The present invention is as described above, and conventionally, in stainless steel elbows used for piping in high-temperature, high-pressure corrosion-resistant applications, cast products have a lack of UT properties, while forged products have chips at the end. However, in the case of the product manufactured by the method of the present invention, parts other than the straight pipe part and the tapered part are cast. While leaving the UT
The end straight pipe portion, which requires good properties, is improved to have a fine crystal grain structure similar to that of a pressed product.

That is, the method of the present invention combines only the advantages of casting and forging, and makes it possible to manufacture elbows of any shape with a straight pipe part at the end, and has excellent accident resistance during use. ISI is also easy to implement and guarantees safety in use.

Therefore, if the elbow according to the present invention or a similar T-tube or other piping member is used for high-temperature, high-pressure corrosion-resistant applications such as piping for nuclear power plants and piping for petrochemical plants, it will be extremely important to ensure safety. It has great utility value.
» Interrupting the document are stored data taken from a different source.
PR #765, opened 2024-07-12
TOOL-25768 Add initial "internal-dct" variant

prakashsurya:
This PR adds a new "internal-dct" variant, such that we'll use this new variant to generate an appliance with DCT installed.

- `git ab-pre-push -v internal-dct --no-tests` is [here](http://selfservice.jenkins.delphix.com/job/appliance-build-orchestrator-pre-push/9111/)

### DIFF
--- a/live-build/variants/internal-dct/ansible/playbook.yml
+++ b/live-build/variants/internal-dct/ansible/playbook.yml
@@ -1,0 +1,27 @@
+#
+# Copyright 2024 Delphix
+#
+# Licensed under the Apache License, Version 2.0 (the "License");
+# you may not use this file except in compliance with the License.
+# You may obtain a copy of the License at
+#
+#     http://www.apache.org/licenses/LICENSE-2.0
+#
+# Unless required by applicable law or agreed to in writing, software
+# distributed under the License is distributed on an "AS IS" BASIS,
+# WITHOUT WARRANTIES OR CONDITIONS OF ANY KIND, either express or implied.
+# See the License for the specific language governing permissions and
+# limitations under the License.
+#
+
+---
+- hosts: all
+  gather_facts: no
+  vars:
+    ansible_python_interpreter: /usr/bin/python3
+  roles:
+    - appliance-build.minimal-common
+    - appliance-build.minimal-internal
+    - appliance-build.dct-common
+    - appliance-build.masking-common
+    - appliance-build.virtualization-common
--- a/live-build/misc/ansible-roles/appliance-build.dct-common/tasks/main.yml
+++ b/live-build/misc/ansible-roles/appliance-build.dct-common/tasks/main.yml
@@ -1,0 +1,20 @@
+#
+# Copyright 2024 Delphix
+#
+# Licensed under the Apache License, Version 2.0 (the "License");
+# you may not use this file except in compliance with the License.
+# You may obtain a copy of the License at
+#
+#     http://www.apache.org/licenses/LICENSE-2.0
+#
+# Unless required by applicable law or agreed to in writing, software
+# distributed under the License is distributed on an "AS IS" BASIS,
+# WITHOUT WARRANTIES OR CONDITIONS OF ANY KIND, either express or implied.
+# See the License for the specific language governing permissions and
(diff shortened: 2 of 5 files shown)


palash-gandhi (approved):
Lgtm, we do not use the recovery-environment so we likely do not want to add it here too, correct?

live-build/variants/internal-dct/ansible/playbook.yml
```diff
@@ -0,0 +1,25 @@
...
+
+---
+- hosts: all
+  gather_facts: no
+  vars:
+    ansible_python_interpreter: /usr/bin/python3
+  roles:
+    - appliance-build.minimal-common
+    - appliance-build.minimal-internal
+    - appliance-build.virtualization-common
```
palash-gandhi, line 27: Nit: Also, since this is an internal variant, do we want to run `virtualization-development` for developer conveniences like checking out some dev repos, including maybe `apigw-services`? @eyalkaspi-delphix thoughts?

palash-gandhi (approved):

nealquigley (approved):

live-build/variants/internal-dct/ansible/playbook.yml
prakashsurya: we could, I thinking I'd leave that up to the DCT team to decide.. it can be easy to add later

prakashsurya:
> Lgtm, we do not use the recovery-environment so we likely do not want to add it here too, correct?

yea, we don't even really use it on the engine appliance, so I think it's fine to leave it out.. but we could add it later if we want to.

prakashsurya:
```
sync-vm-6136-8a5cd044.dcol1 login: delphix
Password:
Welcome to Delphix 26.0.0.0-snapshot.20240715192822602
Last login: Mon Jul 15 22:47:39 UTC 2024 on ttyS0

Cannot make/remove an entry for the specified session
Traceback (most recent call last):
  File "/usr/bin/delphix-startup-screen", line 417, in <module>
    subprocess.run(login_cmd, shell=False, check=True)
  File "/usr/lib/python3.8/subprocess.py", line 516, in run
    raise CalledProcessError(retcode, process.args,
subprocess.CalledProcessError: Command '['/bin/login', '-p']' returned non-zero exit status 1.
```
getting this error when trying to log in, and the mgmt stack isn't coming up.. investigating that..

live-build/variants/internal-dct/ansible/playbook.yml
```diff
@@ -0,0 +1,27 @@
...
+---
+- hosts: all
+  gather_facts: no
+  vars:
+    ansible_python_interpreter: /usr/bin/python3
+  roles:
+    - appliance-build.minimal-common
+    - appliance-build.minimal-internal
+    - appliance-build.dct-common
+    - appliance-build.masking-common
```
eyalkaspi-delphix, line 26: Just curious: do you think anything would break if we don't include masking? On the one hand, not including masking means deviating from other engines, which could cause weird unexpected failures (what if some upgrade logic assumes masking is present? Maybe some support bundle collection logic makes this assumption too?), but on the other hand it's a little weird to include masking which we're not planning to use....

eyalkaspi-delphix (approved):

live-build/variants/internal-dct/ansible/playbook.yml
prakashsurya: I wasn't able to log in without masking, unfortunately.. probably a silly bug, since we don't usually have virt. without masking.. so, for now, I'd suggest we include masking to make forward progress, and look to remove it later if we want to.

live-build/variants/internal-dct/ansible/playbook.yml
eyalkaspi-delphix: Adding `apigw-services` wouldn't be very useful at this point (we'd need a different version of Java and other tooling to be able to build DCT on the engine directly).

Other dev repos seem useful though, I guess this is necessary to be able to run `git appliance-update` for instance on such engines?

eyalkaspi-delphix (approved):

PR #768, opened 2024-08-20
APIGW-9501 Appliance build to take as input DCT S3 URL and app version

eyalkaspi-delphix:
When building release DCT engine images, the appliance build needs two customization points which will be provided by Jenkins jobs (see https://github.com/delphix/devops-gate/pull/3340 for the corresponding devops-gate change):

1. AWS_S3_URI_DCT_PACKAGES, which was introduced in https://github.com/delphix/appliance-build/pull/765 but wasn't read correctly (see changes to download_dct_artifacts) indicates that the DCT debian packages should be pulled from that location instead of fetching the latest images (dev builds pull the latest image).
This location will be passed in by a new Jenkins job (coming soon) for building DCT engine images, which itself might eventually be trigered as a downstream of the dct release process (see https://github.com/delphix/devops-gate/pull/3222 for the changes producing the debian image for dct releases).

2. DELPHIX_APP_VERSION is a new property which will allow the mgmt stack to identify the DCT version (or Hyperscale version or other similar app running on the engine). The proposal is to set this version on the root dataset, mirroring the existing logic for the appliance version and hotfix version, which will then be read by the mgmt stack (see https://github.com/delphix/dlpx-app-gate/pull/2367/files#diff-0de62ad8e4f9b74e6357f3816ae7574bfb73cf5e2c92b09a8872f0bab4b4ab09R71 for a work in progress to read this version in the mgmt stack). Similarly, we are also including the version in upgrade bundle metadata.
The mgmt stack will use this version for 2 purposes:
 a. Display the DCT version in the UI (API, ...) as we'll communicate to customers in terms of DCT version (and not engine version)
 b. Allow upgrades using an upgrade image wich has the same appliance version, if the app version is different, as long as the app version is more recent (that is, the engine will allow upgrading to DCT engine with app version Y from DCT engine version with app X iff Y > X, even if both have been built on top of the same appliance version. For this situtation, today, the mgmt stack would only allow a "finished deferred" upgrade as it does not understand that some packages might be different). Incidentally, this will also prevent a non DCT engine to be upgraded to a DCT engine or vice versa as the app version check would detect a mismatch).
 
 <details open>

Ran appliance-build on my test Jenkins instance with new parameters set: http://ops.jenkins-eyal.dcol2.delphix.com/job/appliance-build-stage1/job/post-push/1/
Cloned the dcenter VM and verified the app version was set as a property of the ZFS dataset:
```
delphix@ip-10-110-206-157:~$ zfs get -Hpo value "com.delphix:app-version" "$(dirname "$(zfs list -Hpo name /)")"
22.0.0-eyal-testing
```
In the job logs, we can see the job fetching the DCT package from the parameter instead of latest
```
2:24:34  + download_dct_artifacts s3://snapshot-de-images/builds/jenkins-ops/dct/develop/post-push/2023 /var/tmp/jenkins/workspace/appliance-build-stage1/post-push/appliance-build/build/tmp.pkgs.p3jb8QEhN4/artifacts
12:24:34  + local dct_artifacts_uri=s3://snapshot-de-images/builds/jenkins-ops/dct/develop/post-push/2023
12:24:34  + local target_dir=/var/tmp/jenkins/workspace/appliance-build-stage1/post-push/appliance-build/build/tmp.pkgs.p3jb8QEhN4/artifacts
12:24:34  + [[ -z s3://snapshot-de-images/builds/jenkins-ops/dct/develop/post-push/2023 ]]
12:24:34  + mkdir /var/tmp/jenkins/workspace/appliance-build-stage1/post-push/appliance-build/build/tmp.pkgs.p3jb8QEhN4/artifacts/dct
12:24:34  + pushd /var/tmp/jenkins/workspace/appliance-build-stage1/post-push/appliance-build/build/tmp.pkgs.p3jb8QEhN4/artifacts/dct
12:24:34  + aws s3 sync s3://snapshot-de-images/builds/jenkins-ops/dct/develop/post-push/2023 .
12:24:34  Completed 122 Bytes/2.0 GiB (884 Bytes/s) with 2 file(s) remaining
12:24:34  download: s3://snapshot-de-images/builds/jenkins-ops/dct/develop/post-push/2023/SHA256SUMS to ./SHA256SUMS
...
12:24:45  download: s3://snapshot-de-images/builds/jenkins-ops/dct/develop/post-push/2023/delphix-dct_21.0.0-1723763188834.dd927eccac5e_amd64.deb to ./delphix-dct_21.0.0-1723763188834.dd927eccac5e_amd64.deb
12:26:24  delphix-dct_21.0.0-1723763188834.dd927eccac5e_amd64.deb: OK

```
Build info included
```
delphix@ip-10-110-206-157:~$ cat  /var/delphix-buildinfo/appliance-build/DELPHIX_APP_VERSION
22.0.0-eyal-testing
```

Upgrade image contains app version
```
delphix@ip-10-110-206-157:~$ tar -xvf internal-dct.upgrade.tar version.info
version.info
delphix@ip-10-110-206-157:~$ grep APP_VERSION version.info
APP_VERSION=22.0.0-eyal-testing
```
</details>

### DIFF
--- a/build.gradle
+++ b/build.gradle
@@ -54,7 +54,7 @@ for (variant in allVariants) {
         for (envVar in ["DELPHIX_PLATFORMS",
                         "DELPHIX_HOTFIX_VERSION",
                         "DELPHIX_MINIMUM_VERSION",
-                        "DELPHIX_APP_VERSION",
+                        "DELPHIX_PACKAGED_APP_VERSION",
                         "AWS_S3_URI_LIVEBUILD_ARTIFACTS",
                         "AWS_S3_URI_COMBINED_PACKAGES"]) {
             inputs.property(envVar, System.getenv(envVar)).optional(true)
--- a/build.gradle
+++ b/build.gradle
@@ -54,6 +54,7 @@ for (variant in allVariants) {
         for (envVar in ["DELPHIX_PLATFORMS",
                         "DELPHIX_HOTFIX_VERSION",
                         "DELPHIX_MINIMUM_VERSION",
+                        "DELPHIX_APP_VERSION",
                         "AWS_S3_URI_LIVEBUILD_ARTIFACTS",
                         "AWS_S3_URI_COMBINED_PACKAGES"]) {
             inputs.property(envVar, System.getenv(envVar)).optional(true)
--- a/live-build/build.gradle
+++ b/live-build/build.gradle
@@ -101,7 +101,7 @@ for (variant in allVariants) {
 
                 for (envVar in ["APPLIANCE_PASSWORD",
                                 "DELPHIX_APPLIANCE_VERSION",
-                                "DELPHIX_APP_VERSION",
+                                "DELPHIX_PACKAGED_APP_VERSION",
                                 "DELPHIX_HOTFIX_VERSION",
                                 "DELPHIX_PACKAGE_MIRROR_MAIN",
                                 "DELPHIX_PACKAGE_MIRROR_SECONDARY",
--- a/live-build/build.gradle
+++ b/live-build/build.gradle
@@ -101,6 +101,7 @@ for (variant in allVariants) {
 
                 for (envVar in ["APPLIANCE_PASSWORD",
                                 "DELPHIX_APPLIANCE_VERSION",
+                                "DELPHIX_APP_VERSION",
                                 "DELPHIX_HOTFIX_VERSION",
                                 "DELPHIX_PACKAGE_MIRROR_MAIN",
                                 "DELPHIX_PACKAGE_MIRROR_SECONDARY",
--- a/live-build/config/hooks/vm-artifacts/90-raw-disk-image.binary
+++ b/live-build/config/hooks/vm-artifacts/90-raw-disk-image.binary
@@ -167,9 +167,9 @@ if [[ -n "$DELPHIX_HOTFIX_VERSION" ]]; then
 		"$FSNAME/ROOT/$FSNAME"
 fi
 
-if [[ -n "$DELPHIX_APP_VERSION" ]]; then
+if [[ -n "$DELPHIX_PACKAGED_APP_VERSION" ]]; then
 	zfs set \
-		"com.delphix:app-version=$DELPHIX_APP_VERSION" \
+		"com.delphix:packaged-app-version=$DELPHIX_PACKAGED_APP_VERSION" \
 		"$FSNAME/ROOT/$FSNAME"
 fi
 
--- a/live-build/config/hooks/vm-artifacts/90-raw-disk-image.binary
+++ b/live-build/config/hooks/vm-artifacts/90-raw-disk-image.binary
@@ -167,6 +167,12 @@ if [[ -n "$DELPHIX_HOTFIX_VERSION" ]]; then
 		"$FSNAME/ROOT/$FSNAME"
 fi
 
+if [[ -n "$DELPHIX_APP_VERSION" ]]; then
+	zfs set \
+		"com.delphix:app-version=$DELPHIX_APP_VERSION" \
+		"$FSNAME/ROOT/$FSNAME"
+fi
+
 if [[ -n "$DELPHIX_MINIMUM_VERSION" ]]; then
 	zfs set \
 		"com.delphix:minimum-version=$DELPHIX_MINIMUM_VERSION" \
--- a/scripts/common.sh
+++ b/scripts/common.sh
@@ -144,7 +144,7 @@ function download_dct_artifacts() {
 	mkdir "$target_dir/dct"
 	pushd "$target_dir/dct" &>/dev/null || exit 1
 
-	aws s3 sync "$DCT_S3_DIR/$DCT_PACKAGE_PREFIX" .
+	aws s3 sync "$dct_artifacts_uri" .
 	sha256sum -c SHA256SUMS
 
 	popd &>/dev/null || exit 1
--- a/scripts/create-build-info-package.sh
+++ b/scripts/create-build-info-package.sh
@@ -94,6 +94,9 @@ check_env DELPHIX_APPLIANCE_VERSION
 echo "$DELPHIX_APPLIANCE_VERSION" >"$target/appliance-build/DELPHIX_APPLIANCE_VERSION"
 check_env AWS_S3_HOTFIX_METADATA
 echo "$AWS_S3_HOTFIX_METADATA" >"$target/appliance-build/HOTFIX_METDATA"
+if [[ -n "$DELPHIX_APP_VERSION" ]]; then
+	echo "$DELPHIX_APP_VERSION" >"$target/appliance-build/DELPHIX_APP_VERSION"
+fi
 
 #
 # Build the package
--- a/scripts/create-build-info-package.sh
+++ b/scripts/create-build-info-package.sh
@@ -94,8 +94,8 @@ check_env DELPHIX_APPLIANCE_VERSION
 echo "$DELPHIX_APPLIANCE_VERSION" >"$target/appliance-build/DELPHIX_APPLIANCE_VERSION"
 check_env AWS_S3_HOTFIX_METADATA
 echo "$AWS_S3_HOTFIX_METADATA" >"$target/appliance-build/HOTFIX_METDATA"
-if [[ -n "$DELPHIX_APP_VERSION" ]]; then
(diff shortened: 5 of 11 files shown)


prakashsurya (approved):
seems reasonable..

I'm a little conflicted with the term `APP` since I could imagine that being confused w.r.t. if that stands for "application" or "appliance".. but I don't have any suggestion otherwise..

this means we have the "current version", "hotfix version", and now "application version".. also "minimum version"..

do we plan to have a definition for what "application" means for any given appliance or upgrade image?

I'm OK with this as-is, I think it's just a little vague in my head w.r.t. how we plan to use "app version" moving forward.. e.g. will masking or virtualization ever use it? should they? if they did, and they wanted to have different version cadences but still be delivered on a single appliance (as they do now), what would the version be? or maybe it'd be w/e masking is, since we don't support running an engine using both..?

anyways, short of having a version for all the "app components" (e.g. virt, masking, dct, etc), I think using a single (and purposefully vague) "app version" makes sense.. we can perhaps adjust the meaning of it as we go..

while we're here, do we think we need/want to also add a "app name" or something too? e.g. to denote it's specifically a DCT image/engine.. I think that falls apart if we make that decision dynamically (e.g. like masking or virt).. since such an image could become _either_ masking, or virt.. DCT is special here, in that it's a different variant..

maybe we want to put the variant name into the image? since each VM image and upgrade image, no matter what application, will be unique.. e.g. `external-standard` could be either masking or virt. application.. perhaps DCT is added to that in the future.. whereas `external-dct` is always assumed to be specific for the DCT application..

with all that said, I'm more or less thinking out loud.. so, feel free to push as-is.. just some things that came to mind looking over the new `app-version` field, so I thought I'd write them down..

palash-gandhi (approved):
I agree with what Prakash said about naming. How about calling this `DELPHIX_CLOSED_APPLIANCE_VERSION`? It's general enough that it can be used with other products but also narrows it down to products that want to use the DE as a closed appliance and can be indicative of a field that is not required otherwise

eyalkaspi-delphix:
> seems reasonable..
> 
> I'm a little conflicted with the term `APP` since I could imagine that being confused w.r.t. if that stands for "application" or "appliance".. but I don't have any suggestion otherwise..
> 
> this means we have the "current version", "hotfix version", and now "application version".. also "minimum version"..
> 
> do we plan to have a definition for what "application" means for any given appliance or upgrade image?
> 
> I'm OK with this as-is, I think it's just a little vague in my head w.r.t. how we plan to use "app version" moving forward.. e.g. will masking or virtualization ever use it? should they? if they did, and they wanted to have different version cadences but still be delivered on a single appliance (as they do now), what would the version be? or maybe it'd be w/e masking is, since we don't support running an engine using both..?
> 
> anyways, short of having a version for all the "app components" (e.g. virt, masking, dct, etc), I think using a single (and purposefully vague) "app version" makes sense.. we can perhaps adjust the meaning of it as we go..
> 
> while we're here, do we think we need/want to also add a "app name" or something too? e.g. to denote it's specifically a DCT image/engine.. I think that falls apart if we make that decision dynamically (e.g. like masking or virt).. since such an image could become _either_ masking, or virt.. DCT is special here, in that it's a different variant..
> 
> maybe we want to put the variant name into the image? since each VM image and upgrade image, no matter what application, will be unique.. e.g. `external-standard` could be either masking or virt. application.. perhaps DCT is added to that in the future.. whereas `external-dct` is always assumed to be specific for the DCT application..
> 
> with all that said, I'm more or less thinking out loud.. so, feel free to push as-is.. just some things that came to mind looking over the new `app-version` field, so I thought I'd write them down..

Thank you, as always, for taking to review this.

I personally don't have a preference for the name of the variable. Palash is suggesting "Closed appliance version" in a previous comment (I am not sure why "closed appliance" better conveys what we are doing here, but agree that I haven't found a name which clarifies what this is). 

> do we plan to have a definition for what "application" means for any given appliance or upgrade image?
This is loosely defined as "The version of the application which is running on this engine, but of which versioning is distinct".

> while we're here, do we think we need/want to also add a "app name" or something too?
I could argue either way. One the one hand, it might make sense to add something so that the "app version" or whatever we call it unambiguously refers to a specific application name, but on the other hand I am a bit skeptical to add a property here which we wouldn't use anywhere. As impemented today, the variant is already set on the engine and upgrade image, and the mgmt stack has been modified to set the "engine type" based on the variant (so the engine UI, APIs, support bundles, ... clearly indicate it's a DCT engine). With this design, to some degree, the variant is now playing this role (among other things, and only for DCT engines). Would you suggest we add a new parameter here, and change the mgmt stack to ignore the variant and use it instead?

> maybe we want to put the variant name into the image? since each VM image and upgrade image, no matter what application, will be unique.. e.g. `external-standard` could be either masking or virt. application.. perhaps DCT is added to that in the future.. whereas `external-dct` is always assumed to be specific for the DCT application..

I am not following your suggestion?

> with all that said, I'm more or less thinking out loud.. so, feel free to push as-is.. just some things that came to mind looking over the new `app-version` field, so I thought I'd write them down..

I appreciate the conversation, I'll gather thoughts from the team to get to a conclusion.

eyalkaspi-delphix:
> > seems reasonable..
> > I'm a little conflicted with the term `APP` since I could imagine that being confused w.r.t. if that stands for "application" or "appliance".. but I don't have any suggestion otherwise..
> > this means we have the "current version", "hotfix version", and now "application version".. also "minimum version"..
> > do we plan to have a definition for what "application" means for any given appliance or upgrade image?
> > I'm OK with this as-is, I think it's just a little vague in my head w.r.t. how we plan to use "app version" moving forward.. e.g. will masking or virtualization ever use it? should they? if they did, and they wanted to have different version cadences but still be delivered on a single appliance (as they do now), what would the version be? or maybe it'd be w/e masking is, since we don't support running an engine using both..?
> > anyways, short of having a version for all the "app components" (e.g. virt, masking, dct, etc), I think using a single (and purposefully vague) "app version" makes sense.. we can perhaps adjust the meaning of it as we go..
> > while we're here, do we think we need/want to also add a "app name" or something too? e.g. to denote it's specifically a DCT image/engine.. I think that falls apart if we make that decision dynamically (e.g. like masking or virt).. since such an image could become _either_ masking, or virt.. DCT is special here, in that it's a different variant..
> > maybe we want to put the variant name into the image? since each VM image and upgrade image, no matter what application, will be unique.. e.g. `external-standard` could be either masking or virt. application.. perhaps DCT is added to that in the future.. whereas `external-dct` is always assumed to be specific for the DCT application..
> > with all that said, I'm more or less thinking out loud.. so, feel free to push as-is.. just some things that came to mind looking over the new `app-version` field, so I thought I'd write them down..
> 
> Thank you, as always, for taking to review this.
> 
> I personally don't have a preference for the name of the variable. Palash is suggesting "Closed appliance version" in a previous comment (I am not sure why "closed appliance" better conveys what we are doing here, but agree that I haven't found a name which clarifies what this is).
> 
> > do we plan to have a definition for what "application" means for any given appliance or upgrade image?
> > This is loosely defined as "The version of the application which is running on this engine, but of which versioning is distinct".
> 
> > while we're here, do we think we need/want to also add a "app name" or something too?
> > I could argue either way. One the one hand, it might make sense to add something so that the "app version" or whatever we call it unambiguously refers to a specific application name, but on the other hand I am a bit skeptical to add a property here which we wouldn't use anywhere. As impemented today, the variant is already set on the engine and upgrade image, and the mgmt stack has been modified to set the "engine type" based on the variant (so the engine UI, APIs, support bundles, ... clearly indicate it's a DCT engine). With this design, to some degree, the variant is now playing this role (among other things, and only for DCT engines). Would you suggest we add a new parameter here, and change the mgmt stack to ignore the variant and use it instead?
> 
> > maybe we want to put the variant name into the image? since each VM image and upgrade image, no matter what application, will be unique.. e.g. `external-standard` could be either masking or virt. application.. perhaps DCT is added to that in the future.. whereas `external-dct` is always assumed to be specific for the DCT application..
> 
> I am not following your suggestion?
> 
> > with all that said, I'm more or less thinking out loud.. so, feel free to push as-is.. just some things that came to mind looking over the new `app-version` field, so I thought I'd write them down..
> 
> I appreciate the conversation, I'll gather thoughts from the team to get to a conclusion.

After a conversation with the team, we've agreed upon "Packaged app version" as the term used throughout the build and mgmt stack to refer to the DCT version. I've updated this PR to reflect this. We've also concluded that a separate "packaged app name" wasn't beneficial at this point as we're using the variant and engine type for that already, and might revisit that in the future if the need arises.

[Brief explanation of drawings]

Fig. 1 is a front view showing an example of a connection between a curved pipe elbow and a straight pipe, Fig. 2 is a front view showing an example of a connection between an elbow with straight pipe parts at both ends and a straight pipe, and Fig. 3 is a front view of this example. Figure 4 is a cross-sectional view showing the shape of the raw pipe when this 90° elbow is made by drawing, and Figures 5 and 6 are the drawings of the raw pipe. A cross-sectional view and a side view showing the processing method, Fig. 7 is a cross-sectional view showing the shape of the raw pipe when a 90° elbow is made by expanding the pipe, Fig. 8 is a cross-sectional view showing the expanding process of the raw pipe, and Figure 9 is 10 to 12 are half-sectional views showing the crystal structure of the cast raw pipe and the elbow after manufacture, and FIG. 11 and 12 are enlarged views of the end crystal structures of the raw pipe and the elbow, and FIG. FIG. 14 is a sectional view showing the shape of the T-shaped tube after manufacturing. 5...Elbow, 51,571...Elbow cast raw pipe, 6...Both ends straight pipe part, 6', 6";
・・・Both straight pipe parts of a raw pipe formed with a large diameter or a small diameter,
12... T-shaped pipe, 12'... T-shaped cast raw pipe, 13... Straight pipe portion at each end of the raw pipe formed to have a large diameter.

Claims (1)

[Claims] 1. Using austenitic cast stainless steel adjusted to contain 5 to 40% of ferrite phase in its structure as a raw material, first, it has a straight pipe part at its end, and this straight pipe part is A cast raw pipe with a diameter 50% larger or smaller is made, and then the straight ends of the raw pipes are subjected to plastic deformation by drawing or expanding to restore the original shape except for the straight ends and the tapered parts. While remaining in the cast state, the end straight pipe part undergoes plastic working to obtain an end plastic worked pipe formed to approximately a predetermined size and diameter.
Made of stainless steel cast steel with a fine structure in the straight pipe end, characterized in that it undergoes solid solution treatment and recrystallization heat treatment in which it is heated to 00°C and then rapidly cooled to refine the crystal grains in the straight pipe end. Method of manufacturing elbows.